Would you have a link to someone who would be able to tell me how to program a controller to work with the prius motor?


----------



## Arlo (Dec 27, 2009)

Spider-man said:


> Would you have a link to someone who would be able to tell me how to program a controller to work with the prius motor?


 The electric motor or the gas motor? The electric motor is not to hard depending on the controller. Sevcon on a BLDC can be a challange.


----------



## Spider-man (May 9, 2011)

Arlo said:


> The electric motor or the gas motor? The electric motor is not to hard depending on the controller. Sevcon on a BLDC can be a challange.


The electric motor. 
They run the motor at a very high voltage. (around 300v i think) could you run it at half that and still get the speed you want?


----------



## Arlo (Dec 27, 2009)

Spider-man said:


> The electric motor.
> They run the motor at a very high voltage. (around 300v i think) could you run it at half that and still get the speed you want?

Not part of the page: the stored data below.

PR #3488, opened 2021-04-21
Add the ValidatedForm component and related fields

peterhudec:
## Description of change

Adds the `ValidatedForm` component together with compatible field components `InputField`, `TextareaField`, `RadiosField` and `SelectField` (`TypeaheadField` will come in due course). The PR is quite big, but if you subtract the docstring and Storybook lines, its just above 400 lines.

The `ValidatedForm` is a precursor to the `TaskForm` — a composition of the `ValidatedForm` and `Task` components, which should rid us of all the copy-pasting of the task related boilerplate. Its PR is already waiting in the queue.

### The [existing form components](https://github.com/uktrade/data-hub-frontend/tree/master/src/client/components/Form)

Are problematic, because:

* They use the React context which
   * Violates the Redux architecture
   * Tightly couples the [field components](https://github.com/uktrade/data-hub-frontend/tree/master/src/client/components/Form/elements) to the form preventing them to be used standalone
* The form's progress state is tied to the duration of a possibly async `onSubmit` function, which mechanism can never be used without violating the Redux architecture i.e. there's no way the form progress state can be tied to the progress of a _task_ that was started by the form submission. The only solution is to make an XHR request directly in the `onSubmit` handler, which violates the architecture. The issue is described in [this ticket](https://trello.com/c/C0qlxm1N/542-fix-the-flawed-isloading-mechanism-of-forms)
* Returning a string from the `onSubmit` handler sets the return value to `window.location.href` — another architecture violation
* The implementation is unnecessarily complicated, the [`MultiInstanceForm`](https://github.com/uktrade/data-hub-frontend/blob/master/src/client/components/Form/MultiInstanceForm.jsx) employs [10 different action types](https://github.com/uktrade/data-hub-frontend/blob/master/src/client/components/Form/reducer.js#L3-L14)
* Doesn't take care of the submit and secondary buttons although it should, forcing you to paste the following markup boilerplate in every instance fostering visual inconsistency and [cluttering the codebase](https://github.com/uktrade/data-hub-frontend/search?q=%3CFormActions%3E)
  ```jsx
   <FormActions>
     <Button>Submit</Button>
     <Link href="...">Cancel</Link>
   </FormActions>
  ```
* Most features are completely undocumented. One needs to dig in the code to find out how it's supposed to work. The only examples in storybook are those of form fields, which use the `FormStateful` (13 usages), only to make the fields work with no demonstration of the form features. There's no documentation whatsoever of the `MultiInstanceForm` (8 usages)

With all these issues, it would be wise to build the `TaskForm` on the existing form components and it's much simpler to write a new form component than to try to fix all the issues of the current ones.

### The `ValidatedForm` proposed in this PR

* Is fully compliant with the Redux architecture: no internal state, no context
* Abstracts away validation, submit and secondary action buttons and multiple steps
* The implementation is rather simple: the form itself only needs [3 action types](https://github.com/uktrade/data-hub-frontend/blob/dc6c88337707c8bda887992c1d01b5ea82fd9dd5/src/client/actions.js#L146-L148) (one more action is used by two of the four fields each)
* The submit mechanism is no different to that of the native `<form/>` apart from the fact, that it is only submitted if all fields are valid
* The fields are connected to the form explicitly and since the only coupling is the shape of their props, they are totally independent from the form
* [Fully documented](https://github.com/uktrade/data-hub-frontend/blob/dc6c88337707c8bda887992c1d01b5ea82fd9dd5/src/client/components/ValidatedForm/index.jsx#L203-L326)

There are currently only 4 compatible field implementations: `InputField`, `TextareaField`, `RadiosField` and `SelectField`, but I'm already working on a compatible `TypeaheadField` and more importantly a `TaskTypeahead` and `TaskTypeaheadField` (the current async `Typeahead` requires direct XHR calls in its `loadOptions` prop, which is yet another architecture violation).

## Example

This is a simple two-step `ValidatedForm` example from the docstring which also demonstrates inter-field validation. It's also present in the Storybook.

```jsx
<ValidatedForm
  id="foo"
  onSubmit={(e, values) => {
    e.preventDefault()
    alert(JSON.stringify(values, null, 2))
  }}
  validators={{
    username: (x) =>
      x?.length > 7 || Error('Must be at least 8 characters long'),
    password: (x) =>
      x?.match(/(?=.*[A-Z]+)(?=.*\d+)/) ||
      Error('Must contain an uppercase character and a digit'),
    passwordConf: (x, { password }) =>
      x === password || Error('Passwords must match'),
  }}
>
  {(field) => (
    <>
      <h2>Step 1</h2>
      <Input label="Username" {...field('username')} />
    </>
  )}
  {(field) => (
    <>
      <h2>Step 2</h2>
      <Input type="password" label="Password" {...field('password')} />
      <Input
        type="password"
        label="Repeat password"
        {...field('passwordConf')}
      />
    </>
  )}
</ValidatedForm>
```

## Test instructions

The only way to test this is in the ValidatedForm section in the Storybook.


paulgain:
Hi @peterhudec, this looks really good 👍 

I have a few questions and issues I've come across when playing with the forms in Storybook:

* Regarding the _Next_ and _Back_ buttons, I think the _Back_ button needs to be a link for consistency.
* After successful form submission, we need to be routed to a consumer-supplied URL.
* We should notify the user if they bail out early through a user journey (i.e. multi-step form), we currently show a basic confirmation dialog by _listening_ for the `window.beforeunload` event, somethinig like _Leave site? Changes that you made may not be saved._ At this point we would also need to _cleanup_ the _Store_ ensuring not to keep hold of stale values after the user has bailed.
* Step API calls - we need the ability to make API calls within any step of a multi-step user journey (we currently do this in the _Add company_ user journey to retrieve a DIT region based on a UK postcode) this is important, and should be factored into the form architecture as soon as possible, rather than painfully retrofitting it at a later point in time.
* Form validation - consider using something like Joi: https://www.npmjs.com/package/joi which is very powerful, seasoned, and popular with ~3.4 million weekly downloads.
* I've found an issue with the multi-step form in Storybook... do not enter any form values and simply submit, the form correctly invalidates, now add some characters to the `Textarea` field (knowing it will invalidate), notice the red border around the element is removed on keypress as if your input was validated on the fly (when it hasn’t), now correct your input (knowing it will validate) and submit the form for a second time and the validation error correctly is removed - hope this makes sense.
* I think we should create a directory called **legacy** and move all previous form implementations (x3) into that directoy as a precondition to this PR being approved and subsequently merged. This will stop devs from being confused with which form implementation they should be using.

 I'm actually building a bike. I have a motor with 9 mOhms resistance and 8.5uH inductance its a BLDC 20 magnet 18 tooth 11lb monster and its liquid cooled. So I am working on a controller from scratch because 1000 or more is to expensive for a guess at a controller that will run it!


----------



## Spider-man (May 9, 2011)

Arlo said:


> I'm actually building a bike. I have a motor with 9 mOhms resistance and 8.5uH inductance its a BLDC 20 magnet 18 tooth 11lb monster and its liquid cooled. So I am working on a controller from scratch because 1000 or more is to expensive for a guess at a controller that will run it!


That is my primary concern with controllers as well. I hear so much about them not always being as reliable as they should and how the customer service sucks so bad with a lot of the companies as well.

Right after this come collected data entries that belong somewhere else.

PR #3490, opened 2021-04-22
Add trade agreements to interactions

faissalMT:
## Description of change

This PR adds trade agreement functionality to interactions, including a new component to implement a multiselect pattern found in the Nunjucks forms.

This relies on the following api PR: https://github.com/uktrade/data-hub-api/pull/3451

~~@ian-leggett mentioned that it would be good to improve the accessibility on this in order to help fix some accessibility issues elsewhere, I'll try to get to this when I'm free.~~ this will now be dealt with after this goes live as part of the broader piece of work on improving accessibility.  

## Test instructions

- Enable the "trade-agreement-interaction-v4-endpoint" feature flag in the API and switch to the branch in the aforementioned PR
- Navigate to a company, choose 'add interaction', select 'trade agreement'
- You should see trade agreement specific guidance text
- Select the 'trade agreements' service and another service
- You should see a question about trade agreements, answer yes
- Add some trade agreements

### Before
Screenie_6
Screenie_5

### After

Screenie_1
Screenie_7

## Checklist


ian-leggett (commented):
Just had a good look over this and it does looks great and works well but there are a couple of things that I think we need to look at.

1. The new component
This PR creates a new component which basically wraps the typeahead and gives you options to add another value. This might be a bit of pre-optimisation but I would probably rename this to `FieldAddAnother` and abstract the typeahead as its very similar to a pattern we know from MOJ - https://moj-design-system.herokuapp.com/components/add-another we actually have this in nunjucks form `./src/templates/_macros/form/add-another.njk`.

I am also a little worried about the accessibility as we already know that we need to fix accessibility issues on the typeahead so does this add to our problems or does it actually solve some of our problems, maybe it solves some and we need to use this for all multiple select typeaheads. We just need to be careful with adding this, be good to get more input from other devs.

2. Moving away from node

We need to remove all the code from the node layer and handle API calls and data transformations in the React/client layer. If we don’t do this then we are just adding to the technical debt we already have. Once this is all moved over to the client layer the testing also becomes easier and you don’t need sandbox.

Happy to pair on some of this work

faissalMT:
Thanks for taking a look at this @ian-leggett, Miranda needs this pretty urgently, and I don't think we'll be able to manage that by Thursday. I can record these tasks on our board and we should be able to get to them right after this piece of work if that's alright?

ian-leggett:
> Thanks for taking a look at this @ian-leggett, Miranda needs this pretty urgently, and I don't think we'll be able to manage that by Thursday. I can record these tasks on our board and we should be able to get to them right after this piece of work if that's alright?

After our discussion I understand that this feature is urgent and for that reason we are going to accept the tech debt. I have created 2 tickets in the maintenance backlog that address the issues I raised, these are now ready to be picked up.

ian-leggett (approved):

src/apps/interactions/apps/details-form/client/InteractionDetailsForm.jsx
```diff
@@ -99,11 +103,22 @@ const InteractionDetailsForm = ({
                 initialValues={initialValues}
                 submissionError={saveInteractionTask.errorMessage}
                 onSubmit={(values) => {
+                  let newValues = { ...values }
+                  if (
+                    !(
+                      values.service ===
+                        TRADE_AGREEMENT_IMPLEMENTATION_ACTIVITY &&
+                      values.has_related_trade_agreements
+                    )
```
ccp92, line 112: This could possibly be extracted out into a constant to elaborate on what the comparison is as this doesn't read very nicely.

ccp92 (approved):
One minor comment which is not a blocking change for me 👍

PR #3493, opened 2021-04-23
Removed codeclimate

ambrozic:
## Description of change

No one seems to be particularly interested about codeclimate, we have lost access to codeclimate dashboard but most of all it is removed because security concerns.


cgsunkel:
We can delete this file as well - https://github.com/uktrade/data-hub-frontend/blob/master/.codeclimate.yml

cgsunkel (approved):

cgsunkel:
It's also worth mentioning that the Codeclimate checks haven't actually run since January as the webhook was removed.

tomkingston (approved):

PR #3509, opened 2021-04-28
Make FieldTradeAgreementList more generic and rename to FieldAddAnother

faissalMT:
## Description of change

This PR cleans up part of the work on that was done in https://github.com/uktrade/data-hub-frontend/pull/3490
It makes the field generic, allowing it to be used outside of the context of trade agreements as well as enabling more complex subforms and improving accessibility.

## Test instructions

If you go to FieldAddAnother in Storybook selecting add or remove will now let you know what item you're adding or removing. Other changes in this PR are not immediately user-facing.  

## Checklist


package.json
```diff
@@ -129,6 +129,7 @@
     "numeral": "^2.0.6",
     "nunjucks": "^3.2.3",
     "nunjucks-markdown": "^2.0.1",
+    "ordinal": "^1.0.3",
```
ian-leggett, line 132: Maybe we should use a vanilla approach rather than using ordinal. Be good to not have another dependancy if we can help it.

ian-leggett (commented):
This looks really good and works well, just a couple of things.
1. If we can remove the dependancy that would be good
2. Should you be able to add another and select the same option as the first?

src/apps/interactions/apps/details-form/client/StepInteractionDetails.jsx
```diff
@@ -259,13 +260,30 @@ const StepInteractionDetails = ({
...
-              placeholder="-- Search trade agreements --"
-              options={relatedTradeAgreements}
-            />
+              item-name="trade agreement"
+            >
+              {({ value, onChange, error }) => (
+                <Typeahead
+                  name="related_trade_agreements"
+                  inputId="related_trade_agreements"
+                  label={''}
```
paulgain, line 274: Is this actually required? If so, consider using `label=""`

package.json
paulgain: This is a tiny utility, essentially it's just these two files. We could easily follow that!
https://github.com/dcousens/ordinal.js/blob/master/indicator.js
https://github.com/dcousens/ordinal.js/blob/master/index.js

paulgain (commented):
@faissalMT just a couple of comments.

paulgain (approved):

PR #3540, opened 2021-05-06
Add opportunity edit functionality - name only

LaurenQurashi:
## Description of change

This PR is the first in a series of PRs towards adding edit functionality to a UK Opportunity. This particular PR allows for an edit to be made for the name only. If this work is accepted, then the next PR will work on building up the Opportunity Details form, and the Opportunity requirements form. 

This PR contains tech debt. It's my current understanding that the Form component has a bug in it, which means that it doesn't actually wait for the Task it holds to finish, before doing the next thing which can result in things not updating as quickly as we would want. My PR uses this broken form component, as there's no agreed alternative. 

## Test instructions

Go to investments > UK opportunities and click on an opportunity. Click on the opportunity details toggle, and click the Edit button at the bottom of the section. Fill out a new name and click Submit. You should be redirected back to the section with the summary table in it, showing your new name.

### Before

_Add a screenshot_

### After

_Add a screenshot_

## Checklist


src/apps/investments/client/opportunities/Details/Opportunities.jsx
```diff
@@ -49,84 +55,126 @@ const RequiredFields = (fieldCount) => {
...
+                      isEditing={isEditingRequirements}
+                      onEdit={onRequirementsEdit}
+                    />
+                  </>
+                ),
+              },
+            }}
+          />
+          <StyledToggle
+            variant={VARIANTS.SECONDARY}
```
tomkingston, line 151: Once you rebase, you will be able to get rid of the variants (the default variant is the same so just import ToggleSection)

src/apps/investments/transformers/opportunities.js
```diff
@@ -1,6 +1,10 @@
-const getArrayNames = (data) => data.map((d) => d.name)
 const getArrayNamesAndIds = (data) =>
-  data.map((d) => ({ name: d.name, id: d.id }))
+  data.map((d) => ({ label: d.name, value: d.id }))
+
+const getNameAndId = (data) =>
+  data ? { value: data.id, label: data.name } : {}
+
+const idName2valueLabel = ({ id, name }) => ({ value: id, label: name })
```
tomkingston, line 7: The casing on this looks a bit strange - shouldn't it be `idName2ValueLabel`... or even better `idNameToValueLabel`

src/apps/investments/client/opportunities/Details/tasks.js
```diff
@@ -1,7 +1,60 @@
 import { apiProxyAxios } from '../../../../../client/components/Task/utils'
+import { OPPORTUNITY_FIELD_NAME } from './constants'
 
-export function getOpportunityDetail(id) {
+const idName2valueLabel = ({ id, name }) => ({ value: id, label: name })
```
tomkingston, line 4: As before, the casing on this looks a bit strange - `idNameToValueLabel` would be best

tomkingston (commented):
Hi Lauren - left a few comments. My main query is on why you are nesting everything under `details` rather than using the old pattern which appears to be a bit simpler?

It looks like the commits could also be tidied up a bit to avoid WIP / fix up commit messages.

src/apps/investments/client/opportunities/Details/reducer.js
```diff
@@ -32,7 +53,61 @@ export default (state = initialState, { type, result }) => {
     case INVESTMENT_OPPORTUNITY_DETAILS__LOADED:
       return {
         ...state,
-        ...transformInvestmentOpportunityDetails(result),
+        details: { ...transformInvestmentOpportunityDetails(result) },
```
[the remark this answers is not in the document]
LaurenQurashi: spoke on slack - Details is nested due to the final wireframe having 5 tabs, details being one of them, decided to keep the nesting 😎

peterhudec (changes requested):
Getting there, but there are some issues. Although not introduced by this PR, but heavily affecting it is the massive reducer. It's tightly coupling all the components together. It needs to be broken down into smaller reducers owned by the respective sub-components.

peterhudec:
The form seems to work fine in that it updates the name, but there is a slight UX defficiency:

When the form is submitted, the user is returned back to the read only view, which however is still showing the old name. The user must refresh the page to see the updated name.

I just wish I was smart enough to build my own controller...


----------



## Arlo (Dec 27, 2009)

Spider-man said:


> That is my primary concern with controllers as well. I hear so much about them not always being as reliable as they should and how the customer service sucks so bad with a lot of the companies as well.
> 
> I just wish I was smart enough to build my own controller...


 You are just use the internet to lern


----------



## Salty9 (Jul 13, 2009)

Arlo,

Did you find http://www.diyelectriccar.com/forums/showthread.php?t=23799&highlight=alternator+controller?


----------



## Arlo (Dec 27, 2009)

Thanks its interesting. I will post more soon but I have order most the parts to do this. Incl a PICKIT3 and Im going to lern to program microchips!


----------



## DJBecker (Nov 3, 2010)

Arlo said:


> Thanks its interesting. I will post more soon but I have order most the parts to do this. Incl a PICKIT3 and Im going to lern to program microchips!


Uhhhggg, the ugliest of the microcontrollers. The only advantage the PIC has is that you can get them in DIP packages. 

The AVR is easier learn, has great hardware support, and good C compilers. The Arduino system has inspired a wide variety of inexpensive prototype boards.

The various ARM processors are a huge step forward. The ARM core is 32 bits, fast, easy to compile for and has very few quirks. I've been using the STM32F100 series controllers. They has many sophisticated timers, can remap outputs to different pins, and have up to 3 A/D converters that can run at a million samples per second each. And since the "VLDiscovery" board is only $10, there isn't a economic reason to use the older processors.


----------